Only some lines are wanted. Transcribe, exactly, the lines below from the line with "Texts is only for text elements of classes." up to and including the line with "We have specified".

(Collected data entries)
────────────────────────────────────────
PR #7028, opened 2024-08-26
AFF names translation files `texts`

albertmink:
Specification and examples, see https://github.com/SAP/abap-file-formats/blob/main/docs/specification.md#language

### DIFF
--- a/src/objects/core/zcl_abapgit_filename_logic.clas.abap
+++ b/src/objects/core/zcl_abapgit_filename_logic.clas.abap
@@ -370,16 +370,23 @@ CLASS zcl_abapgit_filename_logic IMPLEMENTATION.
 
 
   METHOD object_to_i18n_file.
-    DATA: lv_langu_sap1 TYPE sy-langu,
+    DATA: lv_langu_sap1  TYPE sy-langu,
           lv_langu_bcp47 TYPE string.
 
     lv_langu_sap1 = zcl_abapgit_convert=>language_sap2_to_sap1( to_upper( iv_lang ) ).
     lv_langu_bcp47 = zcl_abapgit_convert=>language_sap1_to_bcp47( lv_langu_sap1 ).
 
-    rv_filename = object_to_file(
-      is_item  = is_item
-      iv_extra = |i18n.{ lv_langu_bcp47 }|
-      iv_ext   = iv_ext ).
+    IF iv_ext = `properties`.
+      rv_filename = object_to_file(
+        is_item  = is_item
+        iv_extra = |texts.{ lv_langu_bcp47 }|
+        iv_ext   = iv_ext ).
+    ELSE.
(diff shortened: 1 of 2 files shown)


src/objects/core/zcl_abapgit_filename_logic.clas.abap
```diff
@@ -370,16 +370,23 @@ CLASS zcl_abapgit_filename_logic IMPLEMENTATION.
...
     lv_langu_bcp47 = zcl_abapgit_convert=>language_sap1_to_bcp47( lv_langu_sap1 ).
 
-    rv_filename = object_to_file(
-      is_item  = is_item
-      iv_extra = |i18n.{ lv_langu_bcp47 }|
-      iv_ext   = iv_ext ).
+    IF iv_ext = `properties`.
+      rv_filename = object_to_file(
+        is_item  = is_item
+        iv_extra = |texts.{ lv_langu_bcp47 }|
```
wurzka, line 382: Is this correct? [Here](https://github.com/SAP/abap-file-formats/blob/main/docs/properties.md), we specified that the file shall be named `<object_name>.<object_type>.i18n.<language>.properties`.

Texts is only for text elements of classes.

src/objects/core/zcl_abapgit_filename_logic.clas.testclasses.abap
```diff
@@ -505,7 +505,7 @@ CLASS ltcl_run_checks IMPLEMENTATION.
       iv_ext  = 'properties' ).
 
     cl_abap_unit_assert=>assert_equals(
-      exp = 'zif_abap.intf.i18n.en-GB.properties'
+      exp = 'zif_abap.intf.texts.en-GB.properties'
```
wurzka, line 508: I think interfaces don't even have text elements according to https://github.com/SAP/abap-file-formats/tree/main/file-formats/intf. So I would have expected that `zif_abap.intf.i18n.en-GB.properties` is correct?!

wurzka (commented):
I am confused with `texts` and `i18n`.
We have specified the filename with `i18n` for translation files, see https://github.com/SAP/abap-file-formats/blob/main/docs/properties.md.
However, `texts` is reserved for text elements of classes: https://github.com/SAP/abap-file-formats/tree/main/file-formats/clas

mbtools:
Aha, I'm confused, too. AG puts all main language texts in the object definition file (XML) and only separates translations into a separate file (with the experimental LXE/po files). 

Looks like AFF is doing it differently now. The JSON already includes a text i.e. the description of the object. Why do you need another file just for text elements? Can't these become part of the JSON?

albertmink:
🙈 ahhhh my bad. I got confused by our own documentation. Yeah, translation is `i18n` and texts/textpools are `texts`. So the PR is obsolete.

👉 closing PR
────────────────────────────────────────
== Completed exercise ==
Texts is only for text elements of classes.

src/objects/core/zcl_abapgit_filename_logic.clas.testclasses.abap
```diff
@@ -505,7 +505,7 @@ CLASS ltcl_run_checks IMPLEMENTATION.
       iv_ext  = 'properties' ).
 
     cl_abap_unit_assert=>assert_equals(
-      exp = 'zif_abap.intf.i18n.en-GB.properties'
+      exp = 'zif_abap.intf.texts.en-GB.properties'
```
wurzka, line 508: I think interfaces don't even have text elements according to https://github.com/SAP/abap-file-formats/tree/main/file-formats/intf. So I would have expected that `zif_abap.intf.i18n.en-GB.properties` is correct?!

wurzka (commented):
I am confused with `texts` and `i18n`.
We have specified the filename with `i18n` for translation files, see https://github.com/SAP/abap-file-formats/blob/main/docs/properties.md.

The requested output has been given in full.